**** DATA RECORDS
Issue #104, opened 2020-12-01
transcrypt ignores the `git config core.hooksPath` setting


ljm42:
By default, git runs hooks from the `.git/hooks` directory, but it allows for the directory to be adjusted through the `core.hooksPath` setting, like this:
  `git config core.hooksPath "/some/other/path"`

The PR below updates transcrypt to use the `core.hooksPath` setting if it exists, otherwise it defaults to `.git/hooks`

This change should be transparent, except that I did add the GIT_HOOKS directory to the `--display` output. If this is unwanted, the additional output could be suppressed when it contains the default value.

In my case I need to go a step further and change the location of the `crypt/[clean|smudge|textconv|merge]` files as well. The reason is that my git repo is on a drive that is mounted without execute perms, so git can't execute files stored in `.git/[hooks|crypt]`

If you are open to it, I will submit another PR that checks whether `core.hooksPath` is set. If so, it would create the `crypt` folder in `core.hooksPath`. Otherwise, keep it where it is (`.git/crypt`).  Does that sound reasonable?

jmurty:
Hi @ljm42 thanks for your submission. I have created a new pull request #110 which respects the `core.hooksPath` setting, without reporting on it under `--display`. I feel it's probably excessive to report on the `GIT_HOOKS` path even if it has a custom setting, since it isn't really specific to Transcript and the user is probably already aware of that customisation.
********
* [TO DO]
Nothing but an exact copy of the lines from the start of the entries through the line containing "By default, git" belongs in the response.

* [ANSWER SPACE]
Issue #104, opened 2020-12-01
transcrypt ignores the `git config core.hooksPath` setting


ljm42:
By default, git runs hooks from the `.git/hooks` directory, but it allows for the directory to be adjusted through the `core.hooksPath` setting, like this:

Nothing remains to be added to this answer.